Exercise description: Count the lines below that contain the word "from", and give only that number.

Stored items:
Issue #3341, opened 2021-11-21
Add exponential moving average as an aggregation function.


Xitian9:
One type of aggregation which is not currently supported is the [exponential moving average](https://en.wikipedia.org/wiki/Moving_average#Exponential_moving_average). Unlike the simple moving average (i.e. mean over a window), the exponential moving average weights recent values more heavily, with an exponentially decaying weighting dying off towards infinity. This forms a smooth alternative to a simple moving average, and is commonly used when you want to more heavily weight recent values, but don't want a discontinuous drop-off when numbers drop out of an averaging window.

For any value `0 < r < 1`, we can construct a vector of weights:
```
[(1-r), (1-r)*r, (1-r)*r^2, (1-r)*r^3, ...]
```
The inner product of the data with this weight vector is then taken, with more recent (i.e. later in the vector) values more highly weighted.

I would propose a new aggregation type, which could be specified as follows:
```
aggregate: { "exponential": 0.5 }
```
Alternatives to `exponential` include `ema`, `expma`, `expmovingaverage`, `exponentialmovingaverage`, or similar.

A possible variation, which we may or may not want to support, is the notion of a biased/unbiased exponential moving average. The weight vector above sums to 1 only when there are infinitely many elements in the vector, and otherwise will undercount the average. This can be corrected for by multiplying the weight vector by `1 / (1 - r^n)`, where `n` is the length of the data vector. The magnitude of the bias is relatively small for reasonably large values of `n` and most values of `r`. The biased exponential moving average is equivalent to the unbiased exponential moving average if you assume that all values before the start of the vector are zero.

A possible interface would be:
```
aggregate: { "exponential": 0.5, "unbiased": true }
```
where unbiased defaults to true.

Xitian9:
Is there any interest in implementing this? I've tried poking around myself, but as I'm not a Javascript programmer I ran into some roadblocks. The main one I see:

1. Can we provide a parameterised aggregation function, i.e. does the existing interface allow us to provide a value for r.

Let me know how I can help.

Xitian9:
Recording this here as a previous proposal for adding aggregates which take parameters. The comments are probably relevant for this. https://github.com/vega/vega-lite/issues/4439.

hydrosquall:
I think we can close this as fixed in #3686

PR #3686, opened 2023-03-12
feat: Add aggregate parameters to vega-transform, and exponential moving average

Xitian9:
This adds exponential moving averages, fixing #3341. In order to do this, it enables supplying parameters to aggregation functions. This addresses the block on https://github.com/vega/vega-lite/issues/4439.

As I'm not a javascript programmer, feedback will be gratefully taken on board.

### DIFF
--- a/packages/vega-transforms/src/Aggregate.js
+++ b/packages/vega-transforms/src/Aggregate.js
@@ -11,6 +11,7 @@ import {accessorFields, accessorName, array, error, inherits} from 'vega-util';
  * @param {Array<function(object): *>} [params.groupby] - An array of accessors to groupby.
  * @param {Array<function(object): *>} [params.fields] - An array of accessors to aggregate.
  * @param {Array<string>} [params.ops] - An array of strings indicating aggregation operations.
+ * @param {Array<object>} [params.aggregate_params=[null]] - An optional array of parameters for aggregation operations.
  * @param {Array<string>} [params.as] - An array of output field names for aggregated values.
  * @param {boolean} [params.cross=false] - A flag indicating that the full
  *   cross-product of groupby values should be generated, including empty cells.
@@ -45,6 +46,7 @@ Aggregate.Definition = {
   'params': [
     { 'name': 'groupby', 'type': 'field', 'array': true },
     { 'name': 'ops', 'type': 'enum', 'array': true, 'values': ValidAggregateOps },
+    { 'name': 'aggregate_params', 'type': 'field', 'null': true, 'array': true, 'default': [null] },
     { 'name': 'fields', 'type': 'field', 'null': true, 'array': true },
     { 'name': 'as', 'type': 'string', 'null': true, 'array': true },
     { 'name': 'drop', 'type': 'boolean', 'default': true },
@@ -161,10 +163,11 @@ inherits(Aggregate, Transform, {
 
     const fields = _.fields || [null],
           ops = _.ops || ['count'],
+          aggregate_params = _.aggregate_params || [null],
           as = _.as || [],
           n = fields.length,
           map = {};
-    let field, op, m, mname, outname, i;
+    let field, op, aggregate_param, m, mname, outname, i;
 
     if (n !== ops.length) {
       error('Unmatched number of fields and aggregate ops.');
@@ -173,6 +176,7 @@ inherits(Aggregate, Transform, {
     for (i=0; i<n; ++i) {
       field = fields[i];
       op = ops[i];
+      aggregate_param = aggregate_params[i] || null;
 
       if (field == null && op !== 'count') {
         error('Null aggregate field specified.');
@@ -195,7 +199,7 @@ inherits(Aggregate, Transform, {
       }
 
       if (op !== 'count') this._countOnly = false;
-      m.push(createMeasure(op, outname));
+      m.push(createMeasure(op, aggregate_param, outname));
     }
 
     this._measures = this._measures.map(m => compileMeasures(m, m.field));
--- a/packages/vega-transforms/src/Window.js
+++ b/packages/vega-transforms/src/Window.js
@@ -17,6 +17,7 @@ import {bisector} from 'd3-array';
  * @param {Array<function(object): *>} [params.fields] - An array of accessors
  *   for data fields to use as inputs to window operations.
  * @param {Array<*>} [params.params] - An array of parameter values for window operations.
+ * @param {Array<object>} [params.aggregate_params] - An optional array of parameter values for aggregation operations.
  * @param {Array<string>} [params.as] - An array of output field names for window operations.
  * @param {Array<number>} [params.frame] - Window frame definition as two-element array.
  * @param {boolean} [params.ignorePeers=false] - If true, base window frame boundaries on row
@@ -37,6 +38,7 @@ Window.Definition = {
     { 'name': 'groupby', 'type': 'field', 'array': true },
     { 'name': 'ops', 'type': 'enum', 'array': true, 'values': ValidWindowOps.concat(ValidAggregateOps) },
     { 'name': 'params', 'type': 'number', 'null': true, 'array': true },
+    { 'name': 'aggregate_params', 'type': 'field', 'null': true, 'array': true, 'default': [null] },
     { 'name': 'fields', 'type': 'field', 'null': true, 'array': true },
     { 'name': 'as', 'type': 'string', 'null': true, 'array': true },
     { 'name': 'frame', 'type': 'number', 'null': true, 'array': true, 'length': 2, 'default': [null, 0] },
--- a/packages/vega-transforms/src/util/AggregateOps.js
+++ b/packages/vega-transforms/src/util/AggregateOps.js
@@ -127,6 +127,16 @@ export const AggregateOps = {
     add:  (m, v, t) => { if (v > m.max) m.argmax = t; },
     rem:  (m, v) => { if (v >= m.max) m.argmax = undefined; },
     req:  ['max', 'values'], idx: 3
+  },
+  exponential: {
+    init: (m, r) => { m.exp = 0; m.exp_r = r; },
+    value: m => m.valid ? (m.exp * (1 - m.exp_r) / (1 - m.exp_r ** m.valid)) : undefined,
+    add:  (m, v) => m.exp = m.exp_r * m.exp + v,
+    rem:  (m, v) => m.exp = (m.exp - v / m.exp_r ** (m.valid - 1)) / m.exp_r
+  },
+  exponentialb: {
+    value: m => m.valid ? (m.exp * (1 - m.exp_r)) : undefined,
+    req:  ['exponential'], idx: 1
   }
 };
 
--- a/packages/vega-transforms/src/util/AggregateOps.js
+++ b/packages/vega-transforms/src/util/AggregateOps.js
@@ -133,8 +133,9 @@ export const AggregateOps = {
 export const ValidAggregateOps = Object.keys(AggregateOps).filter(d => d !== '__count__');
 
 function measure(key, value) {
-  return out => extend({
+  return (out, aggregate_param) => extend({
     name: key,
+    aggregate_param: aggregate_param,
     out: out || key
   }, base_op, value);
 }
@@ -143,8 +144,8 @@ function measure(key, value) {
   AggregateOps[key] = measure(key, AggregateOps[key]);
 });
 
-export function createMeasure(op, name) {
-  return AggregateOps[op](name);
+export function createMeasure(op, param, name) {
+  return AggregateOps[op](name, param);
 }
 
 function compareIndex(a, b) {
@@ -169,7 +170,7 @@ function resolve(agg) {
 function init() {
   this.valid = 0;
   this.missing = 0;
-  this._ops.forEach(op => op.init(this));
+  this._ops.forEach(op => (op.aggregate_param == null) ? op.init(this) : op.init(this, op.aggregate_param));
 }
 
 function add(v, t) {
--- a/packages/vega-transforms/src/util/WindowState.js
+++ b/packages/vega-transforms/src/util/WindowState.js
@@ -7,6 +7,7 @@ export default function WindowState(_) {
   const ops = array(_.ops),
         fields = array(_.fields),
         params = array(_.params),
+        aggregate_params = array(_.aggregate_params),
         as = array(_.as),
         outputs = this.outputs = [],
         windows = this.windows = [],
@@ -24,6 +25,8 @@ export default function WindowState(_) {
 
   ops.forEach((op, i) => {
     const field = fields[i],
+          param = params[i],
+          aggregate_param = aggregate_params[i] || null,
           mname = accessorName(field),
           name = measureName(op, mname, as[i]);
 
@@ -32,7 +35,7 @@ export default function WindowState(_) {
 
     // Window operation
     if (hasOwnProperty(WindowOps, op)) {
-      windows.push(WindowOp(op, fields[i], params[i], name));
+      windows.push(WindowOp(op, field, param, name));
     }
 
     // Aggregate operation
@@ -52,7 +55,7 @@ export default function WindowState(_) {
         m.field = field;
         measures.push(m);
       }
-      m.push(createMeasure(op, name));
+      m.push(createMeasure(op, aggregate_param, name));
     }
   });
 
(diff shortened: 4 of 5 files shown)


Xitian9:
Is there any interest in this?

domoritz:
Thanks for the pull request. I just approved the test run again.

Xitian9:
If/when this is merged, #3577 could be made more general by passing the requested quantiles as a parameter.

shcheklein:
Hey @Xitian9 thanks for the effort! This is exactly what we are looking for in this case https://github.com/iterative/vscode-dvc/issues/3837 . In ML tracker tools it's very common to use the exponential moving average. I'm still looking into this (and learning along the way if there are other ways to achieve this).

@domoritz are there any blockers left to merge this? (maybe we can also join and help). Also, if this is merged will it become available automatically in vega-lite?

packages/vega-transforms/src/Aggregate.js
```diff
@@ -11,6 +11,7 @@ import {accessorFields, accessorName, array, error, inherits} from 'vega-util';
  * @param {Array<function(object): *>} [params.groupby] - An array of accessors to groupby.
  * @param {Array<function(object): *>} [params.fields] - An array of accessors to aggregate.
  * @param {Array<string>} [params.ops] - An array of strings indicating aggregation operations.
+ * @param {Array<object>} [params.aggregate_params=[null]] - An optional array of parameters for aggregation operations.
```
domoritz, line 14: Do we need to repeat the name `aggregate` here or is it already obvious because of the context of the aggregate?

domoritz (approved):
Looks reasonable to me. The API question I have is whether it makes sense for the parameter to be a separate property or somehow part of the ops. I guess this is consistent with the rest of the API. 

@jheer needs to make a final pass and merge

shcheklein:
Okay, was looking into this one more time and I don't get so far is why this is considered the _moving_ average. It's producing a single value. @Xitian9 could you clarify please the use case for this? can it be used to produce a moving average, or may be I'm missing something.

packages/vega-transforms/src/Aggregate.js
Xitian9: I was going by the naming agreed upon in https://github.com/vega/vega-lite/issues/4439. We cannot just call it params.params, as this would conflict with the params argument in windowing functions. Anytime you would want to apply an aggregate with parameter to over a window with a parameter, you would run into problems.

Xitian9:
> Can it be used to smooth a linear plot or does it calculate a single number?

The aggregate in itself produces a single number (which is why I call it `exponential` instead of `exponentialmovingaverage` or something like that). However, it can easily be combined with a windowing function to produce a smoothing, which is the use case I have in mind as well.

> @domoritz are there any blockers left to merge this? (maybe we can also join and help). Also, if this is merged will it become available automatically in vega-lite?

I don't believe it would automatically be available in vega-lite, and that would need to be updated as well.

shcheklein:
@jheer sorry for bothering you, anything we can do (help with) here to unblock this and move forward? Please let me know.

Xitian9:
Is there any appetite for this? If not I'll delete the PR.

shcheklein:
@Xitian9 please keep it for a while :) We definitely need this! I can't make decisions here and / or review, but please keep it possible. I hope folks will get some time to merge it. Thanks for your work.

shcheklein:
Hey folks, @jheer , any chance we can move it forward? Could we at least identify what is blocking this PR atm?

jheer:
Thanks for the PR, sorry for the delay in reviewing!

I checked with @jonmmease and expanding aggregates this way does not have negative downstream consequences for VegaFusion (other than that weighted exponential aggregates will not be optimized by VegaFusion at the moment).

julieg18:
Hello, I'm working on adding `aggregate_parameters` into vega-lite (https://github.com/vega/vega-lite/issues/9200), but when I tested using the params in a vega editor spec, all I could get was `NaN`:

image

I tried a couple different field variations but `NaN` was always the result. Have I misunderstood what `aggregate_params` is supposed to consist of? Here's the [example vega editor spec](https://vega.github.io/editor/#/url/vega/N4IgJAzgxgFgpgWwIYgFwhgF0wBwqgegIDc4BzJAOjIEtMYBXAI0poHsDp5kTykSArJQBWENgDsQAGhAATJJhSoA2qHFIEcNCAhIANnAgB9OAA8NOA9JDF9DQ2lUgyAJzYMcaAAwzdBiGgALJQATF4CMjhILhrelF4JAJwAvlKgru6eqD46+g6owYFeIQBskdGx2fGBiSWp6W4eaACMvnkBqEIhza0gUTEIccUlABz1zo1ZvX75wQDsIwIh5QNDI93jGU2oy7n+aEJLgQDMK5Ve1XMhm5NouzMdx5QlC7v95-FzzQI3md5t+wKlBGIzKfQqgyqXkScxSaQmf1Q03aB2eIUSIzOkIuXm+cIaiORgKExxhgSxQ0CIWu8K2WXuKNQTzmpMSFKhiVJyQAuuN1JptO8EEZbHp7NZRfYOhcfvD+Vp0GYcBI4OJMDR9EYkMQyNYxAwXFAFXtDCZzAhLFoZJgYuIIAAzNguSFOTAATxwxqQZFcfEwVpA9pocD0sg6yhNAW5MjYeEcICVKrVGr0IGjICQ4ZALkMDD0mDTMjpTDd8bphYzPpzFH9RiFWaFIrscEo8kUaZ5naAA) I was using.

packages/vega-transforms/src/Aggregate.js
```diff
@@ -45,6 +46,7 @@ Aggregate.Definition = {
   'params': [
     { 'name': 'groupby', 'type': 'field', 'array': true },
     { 'name': 'ops', 'type': 'enum', 'array': true, 'values': ValidAggregateOps },
+    { 'name': 'aggregate_params', 'type': 'field', 'null': true, 'array': true, 'default': [null] },
```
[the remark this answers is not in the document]
domoritz: @Xitian9

packages/vega-transforms/src/util/AggregateOps.js
```diff
@@ -127,14 +127,25 @@ export const AggregateOps = {
...
     req:  ['max', 'values'], idx: 3
+  },
+  exponential: {
+    init: (m, r) => { m.exp = 0; m.exp_r = r; },
+    value: m => m.valid ? (m.exp * (1 - m.exp_r) / (1 - m.exp_r ** m.valid)) : undefined,
+    add:  (m, v) => m.exp = m.exp_r * m.exp + v,
+    rem:  (m, v) => m.exp = (m.exp - v / m.exp_r ** (m.valid - 1)) / m.exp_r
+  },
+  exponentialb: {
+    value: m => m.valid ? (m.exp * (1 - m.exp_r)) : undefined,
```
domoritz, line 138: Isn't an init missing here? Otherwise `m.exp_r` isn't assigned.

domoritz:
@julieg18 hmm, yeah, something is wrong here. The types look wrong and the implementation may also be missing an init.

I think the aggregate parameter is just a value, not a field judging from the code but maybe I'm missing something: [Open the Chart in the Vega Editor](https://vega.github.io/editor/#/url/vega/N4IgJAzgxgFgpgWwIYgFwhgF0wBwqgegIDc4BzJAOjIEtMYBXAI0poHsDp5kTykSArJQBWENgDsQAGhAATJJhSoA2qHFIEcNCAhIANnAgB9OAA8NOA9JDF9DQ2lU79D1ABZKAJgAMAgL5SoLoGEGgebt6eAGwBQS6hqEKeAIzJsc4hYZQA7AAcAp7pwa5CBW4AzEXxaOWUUXmFgRmuHrm5MU3FCUJRngCcuVWZiZTlfdluQ6612WN9fgC66eqa2mY4EnDimDT6RkjEZNZiDABOUFroXSbmCJZaMpinSOIQAGZspwiOoJgAnjhLiAkGQyKc+JgHiA3jQ4HpZAllM1QgsZGw8I4QOtNttdnoQKjgYiQOCIAw9JgCTIQWCIXAjDgkM8EIjvJQBEtOX4gA) (still fails because of some error somewhere). 

@Xitian9 @shcheklein can you post an example you used to test this feature?

packages/vega-transforms/src/Window.js
```diff
@@ -37,6 +38,7 @@ Window.Definition = {
     { 'name': 'groupby', 'type': 'field', 'array': true },
     { 'name': 'ops', 'type': 'enum', 'array': true, 'values': ValidWindowOps.concat(ValidAggregateOps) },
     { 'name': 'params', 'type': 'number', 'null': true, 'array': true },
+    { 'name': 'aggregate_params', 'type': 'field', 'null': true, 'array': true, 'default': [null] },
```
domoritz, line 41: Is the default correct here? There may be more than two ops.

packages/vega-transforms/src/Aggregate.js
domoritz, line 14: Shouldn't this be `[params.aggregate_params]` since we cannot assume a single op?

packages/vega-transforms/src/Window.js
Xitian9: The code will pad aggregate_params with nulls as necessary to match the number of ops.

Xitian9:
> @Xitian9 @shcheklein can you post an example you used to test this feature? Also, could you send a follow up pull request to add docs.

Test code is here: https://github.com/vega/vega/blob/main/packages/vega-transforms/test/aggregate-test.js

packages/vega-transforms/src/Aggregate.js
Xitian9: The code will pad aggregate_params with nulls as necessary to match the number of ops.

Xitian9:
> Hello, I'm working on adding `aggregate_parameters` into vega-lite ([vega/vega-lite#9200](https://github.com/vega/vega-lite/issues/9200)), but when I tested using the params in a vega editor spec, all I could get was `NaN`:
> image
> 
> I tried a couple different field variations but `NaN` was always the result. Have I misunderstood what `aggregate_params` is supposed to consist of? Here's the [example vega editor spec](https://vega.github.io/editor/#/url/vega/N4IgJAzgxgFgpgWwIYgFwhgF0wBwqgegIDc4BzJAOjIEtMYBXAI0poHsDp5kTykSArJQBWENgDsQAGhAATJJhSoA2qHFIEcNCAhIANnAgB9OAA8NOA9JDF9DQ2lUgyAJzYMcaAAwzdBiGgALJQATF4CMjhILhrelF4JAJwAvlKgru6eqD46+g6owYFeIQBskdGx2fGBiSWp6W4eaACMvnkBqEIhza0gUTEIccUlABz1zo1ZvX75wQDsIwIh5QNDI93jGU2oy7n+aEJLgQDMK5Ve1XMhm5NouzMdx5QlC7v95-FzzQI3md5t+wKlBGIzKfQqgyqXkScxSaQmf1Q03aB2eIUSIzOkIuXm+cIaiORgKExxhgSxQ0CIWu8K2WXuKNQTzmpMSFKhiVJyQAuuN1JptO8EEZbHp7NZRfYOhcfvD+Vp0GYcBI4OJMDR9EYkMQyNYxAwXFAFXtDCZzAhLFoZJgYuIIAAzNguSFOTAATxwxqQZFcfEwVpA9pocD0sg6yhNAW5MjYeEcICVKrVGr0IGjICQ4ZALkMDD0mDTMjpTDd8bphYzPpzFH9RiFWaFIrscEo8kUaZ5naAA) I was using.

"exponential" takes a number as an argument, and you have provided the string "param_value". Do you still get NaN if you supply a double?

Xitian9:
> @julieg18 hmm, yeah, something is wrong here. The types look wrong to me.
> 
> I think the aggregate parameter is just a value, not a field judging from the code but maybe I'm missing something:

I'm not a javascript programmer, so I could definitely believe I got the types wrong. The type needs to be generic enough to accept any sort of value, as different ops will have different argument types. For "exponential" that's a number, but for other as-yet-unimplemented ops it could be something of arbitrary complexity.

julieg18:
> "exponential" takes a number as an argument, and you have provided the string "param_value". 

Makes sense, thanks! As previously mentioned, I can only provide strings since currently the type is set to fields. 

> Do you still get NaN if you supply a double?

Apologies, I'm not sure what you mean by double? Do you mean something like this:

image

I would still get `NaN` in [this case](https://vega.github.io/editor/#/url/vega/N4IgJAzgxgFgpgWwIYgFwhgF0wBwqgegIDc4BzJAOjIEtMYBXAI0poHsDp5kTykSArJQBWENgDsQAGhAATJJhSoA2qHFIEcNCAhIANnAgB9OAA8NOA9JDF9DQ2lUgyAJzYMcaAAwzdBiGgALJQATF4CMjhILhrelF4JAJwAvlKgru6eqD46+g6owYFeIQBskdGx2fGBiSWp6W4eaACMvnkBqEIhza0gUTEIccUlABz1zo1ZvX75wQDsIwIh5QNDI93jGU2oy7n+aEJLgQDMK5Ve1XMhm5NouzMdx5QlC7v95-FzzQI3md5t+wKlBGIzKfQqgyqXkScxSaQmf1Q03aB2eIUSIzOkIuXm+cIaiORgKExxhgSxQ0CIWu8K2WXuKNQTzmpMSFKhiVJyQAuuN1JptGYcBI4OJMDR9EYkMQyNYxAwXFAtOgHiZzAhLFoZJgYuIIAAzNguSFOTAATxwypASDIrj4mC1IH1NDgelkHWU4NWAIc3JkbDwjh0DEGMiFIrFEr0ID91o9Xo0Rlsens1hchgYekwMZkNrtFAdRneCA94kzeixSbsWl5teSQA)

domoritz:
> Makes sense, thanks! As previously mentioned, I can only provide strings since currently the type is set to fields.

The editor will only warn you. Numbers are still passed to Vega.

julieg18:
> The editor will only warn you. Numbers are still passed to Vega.

Perhaps I'm misunderstanding something, but [inputting numbers causes errors to be thrown](https://vega.github.io/editor/#/url/vega/N4IgJAzgxgFgpgWwIYgFwhgF0wBwqgegIDc4BzJAOjIEtMYBXAI0poHsDp5kTykSArJQBWENgDsQAGhAATJJhSoA2qHFIEcNCAhIANnAgB9OAA8NOA9JDF9DQ2lUgyAJzYMcaAAwzdBiGgALJQATF4CMjhILhrelF4JAJwAvlKgru6eqD46+g6owYFeIQBskdGx2fGBiSWp6W4eaACMvnkBqEIhza0gUTEIccUlABz1zo1ZvX75wQDsIwIh5QNDI93jGU2oy7n+aEJLgQDMK5Ve1XMhm5NouzMdx5QlC7v95-FzzQI3md5t+wKlBGIzKfQqgyqXkScxSaQmf1Q03aB2eIUSIzOkIuXm+cIaiORgKExxhgSxQ0CIWu8K2WXuKNQTzmpMSFKhiVJyQAuuN1JptO8EEZbHp7NZRfYOhcfvD+Vp0GYcBI4OJMDR9EYkMQyNYxAwXFAFXtDCZzAhLFoZJgYuIIAAzNguSFOTAATxwxqQZFcfEwVpA9pocD0sg6yhNAW5MjYeEcICVKrVGr0IGjICQ4ZALkMDD0mDTMjpTDd8bphYzPpzFH9RiF4ZlvKbySAA) and nothing get rendered, in the view or data viewer: 

image

julieg18:
> Types are now fixed thanks to https://github.com/vega/vega/pull/3846, but as expected, we are still hitting the Unexpected token ']' error when trying to [run a spec](https://vega.github.io/editor/#/url/vega/N4IgJAzgxgFgpgWwIYgFwhgF0wBwqgegIDc4BzJAOjIEtMYBXAI0poHsDp5kTykSArJQBWENgDsQAGhAATJJhSoA2qHFIEcNCAhIANnAgB9OAA8NOA9JDF9DQ2lU79D1ABZKAJgAMAgL5SoLoGEGgebt6eAGwBQS6hqEKeAIzJsc4hYZQA7AAcAp7pwa5CBW4AzEXxaOWUUXmFgRmuHrm5MU3FCUJRngCcuVWZiZTlfdluQ6612WN9fgC66eqa2mY4EnDimDT6RkjEZNZiDABOUFroXSbmCJZaMpinSOIQAGZspwiOoJgAnjhLiAkGQyKc+JgHiA3jQ4HpZAllM1QgsZGw8I4QOtNttdnoQKjgYiQOCIAw9JgCTIQWCIXAjDgkM8EIjvJQBEtOX4gA).

Actually, I tested `aggregate_params` today with the latest version of vega in my local vega editor and everything seems to be working! 

image

Not sure why I was getting the error previously, but unless it shows up again, I'll get back to https://github.com/vega/vega-lite/issues/9200

domoritz:
Awesome. Thanks for the update. I'm glad it's working now.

Written solution: 5